It’s time to really focus on this major US drought, which has sent commodity prices for corn and soybeans soaring, leading to a likely jump in global food prices. You know it’s bad when the Financial Times gets on the case.
The world is facing a new food crisis as the worst US drought in more than 50 years pushes the agricultural commodity prices to record highs.
Corn and soyabean prices surged to record highs on Thursday, surpassing the peaks of the 2007-08 crisis that sparked food riots in more than 30 countries. Wheat prices are not yet at record levels but have rallied more than 50 per cent in five weeks, exceeding prices reached in the wake of Russia’s 2010 export ban.
The drought in the US, which supplies nearly half the world’s exports of corn and much of its soyabeans and wheat, will reverberate well beyond its borders, affecting consumers from Egypt to China.

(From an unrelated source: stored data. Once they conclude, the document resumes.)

PR #971, opened 2022-03-01
[Paint] device ratio for cursor size

mathildemerle:
Based on PR:
 * https://github.com/Inria-Asclepios/medInria-public/pull/647
 * https://github.com/Inria-Asclepios/medInria-public/pull/730

Compute the right cursor size in the Paint tool, taking into account some screens (for instance Retina) which have different pixel ratio.

:m:


Florent2305 (approved):
ok

PR #976, opened 2022-03-04
[medPythonBaseException] fix exception message bug

fcollot:
The `qUtf8Printable` macro is the recommended way to convert a `QString` to a UTF8-encoded `const char` pointer (it is equivalent to calling `str.toUtf8().constData()`). The problem is the `toUtf8()` call creates a temporary `QByteArray`, and therefore the macro is not suitable for return values (as is done in `medPythonBaseException::what()`) because the pointer will not be valid after. To fix this problem we store the `QByteArray` in the exception instance instead of the initial `QString`.


Florent2305 (approved):
Good one

Issue #949, opened 2021-11-23
[Browser] ghost toolboxes from PACS/CD tab in DB and FS tabs


mathildemerle:
How to create the bug:
 * Open medInria 3.2 (built from scratch on my side)
 * Go to Browser workspace
 * Some tools ("Dicom servers settings" and "Series preview and import") from the PACS/CD tabs can be seen in the Database and File system tabs
 * If i switch to the PACS/CD tab and go back to the Database or File system tabs, the tools disappear

Example of the "ghost" toolboxes:
![Capture d’écran du 2021-11-23 14-02-36](https://user-images.githubusercontent.com/3910352/143029343-7b0042cd-e97d-41af-9f31-1d1c214d3a7e.png)

![Capture d’écran du 2021-11-23 14-03-24](https://user-images.githubusercontent.com/3910352/143029357-64497cc8-00a1-4525-8b34-efc668344003.png)

And the last tab, from which the toolboxes originally belong:
![Capture d’écran du 2021-11-23 14-03-40](https://user-images.githubusercontent.com/3910352/143029418-9d5383e3-2440-4916-9d2c-cc40f062a50d.png)

PR #988, opened 2022-03-23
[Browser] ghost toolboxes from PACS/CD tab in DB and FS tabs-master

mathildemerle:
Same as https://github.com/medInria/medInria-public/pull/987

This Pull Request solves 2 problems:
 * there were ghost toolboxes in tabs in Browser area (fix https://github.com/medInria/medInria-public/issues/949) -> no more ghosts
 * the default tab was defined before adding the data sources, which was not working, and users are often lost with Browser -> File system is the default one

:m:


Florent2305 (approved):
ok

PR #989, opened 2022-03-23
[Selector] nothing done if same tlbx switched

mathildemerle:
Following a comment by @fcollot in https://github.com/medInria/medInria-public/pull/967

Simplify code.

:m:


fcollot:
This isn't quite what I was saying. I was suggesting a way to avoid having to store the identifier (which is still done here).

mathildemerle:
@fcollot i used the suggestion you gave, and there are a lot of ways to do the same thing here... This solution is easy to understand and read, so it could be kept i think. 
Perhaps you could do your own PR if you want to enhance these kind of code?

fcollot:
The main idea of my suggested code (which isn't the same as here) was to not store the identifier because there is no need to do so. It wasn't about being more readable, it was to avoid having the selector toolbox store the identifier of a toolbox when it already has a pointer to that toolbox to retrieve the identifier.

Florent2305 (approved):
Ok

PR #994, opened 2022-04-08
Resource libraries

fcollot:
(based on https://github.com/medInria/medInria-public/pull/993)
(commit (https://github.com/medInria/medInria-public/commit/51a7f1d918396abb65a8708d54c697d14d566583)]

Adds the concept of resource libraries which are libraries that must be packaged with the application but are not dependencies of the executable. The Python binding system creates shared libraries that are loaded by Python when the corresponding module is loaded. These libraries are not linked into the executable and therefore do not appear as dependencies. This causes a problem on macOS with dtkDeploy because it uses otool to find which libraries should be copied to the bundle. Plugins are handled differently: dtkDeploy imports all the plugins found in the designated directories. We can therefore use this to allow dtkDeploy to import resource libraries (and their dependencies) and then manually move them to the correct place in the bundle.

Notes:
  - changed the doc at the beginning of mac_packager.sh which was already outdated (the script works on directories only, not file paths)
  - the `set_lib_install_rules` macro is now a function and is properly indented.

### DIFF
--- a/packaging/apple/ApplePackaging.cmake
+++ b/packaging/apple/ApplePackaging.cmake
@@ -40,6 +40,7 @@ configure_file(
   
 configure_file(${CMAKE_SOURCE_DIR}/packaging/apple/mac_packager.sh.in 
   ${PROJECT_BINARY_DIR}/packaging/apple/mac_packager.sh
+  @ONLY
   )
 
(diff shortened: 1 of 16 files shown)


Florent2305 (approved):
Ok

“I’ve been in the business more than 30 years and this is by far and away the most serious weather issue and supply and demand problem that I have seen by a mile,” said a senior executive at a trading house. “It’s not even comparable to 2007-08.”
(As a side note, really Financial Times? Soyabeans?)
The 2007-08 crisis was largely the fault of commodity speculation pushing oil and food prices upward. This is a “natural” event (if you ignore the man-made effects of climate change leading to weather events like droughts), perhaps not as bad as the Dust Bowl years of the 1930s, but as bad as any drought since 1956. We haven’t seen the full impact hit the markets yet, but it can’t help but have an impact, given the huge market share of corn and soybean exports from the United States.
Just a word here about the Federal Reserve’s “credibility.” Their resistance to engage in monetary accommodation was tied directly into their credibility on prices, wary of anything that even looks like inflation. The drought shows that this is not completely within their power. They didn’t control the weather, and now we’re sure to see commodity inflation at home and abroad. Surely we would be in a better position to deal with this if we weren’t in this holding pattern on the economy for the last couple years, with the Fed unwilling to take measures to boost growth. Now this drought strikes in the middle of a shaky economy and could send it tipping over the edge. This will directly affect consumer spending on key necessities – if you can find a food product these days that does NOT include corn or soybeans, bravo – and raise costs for restaurants, a key part of the small business sector.
The worst outcome would be for the Fed or other central banks to react to rising corn and soybean prices with monetary tightening designed to get inflation under control. That would harm an already battered economy and basically lead to the worst of all possible worlds, in the name of keeping a lid on inflation.
It would be nice if this tragedy led to a fundamental rethinking about the national security and macroeconomic implications of climate change, but let’s not get crazy here.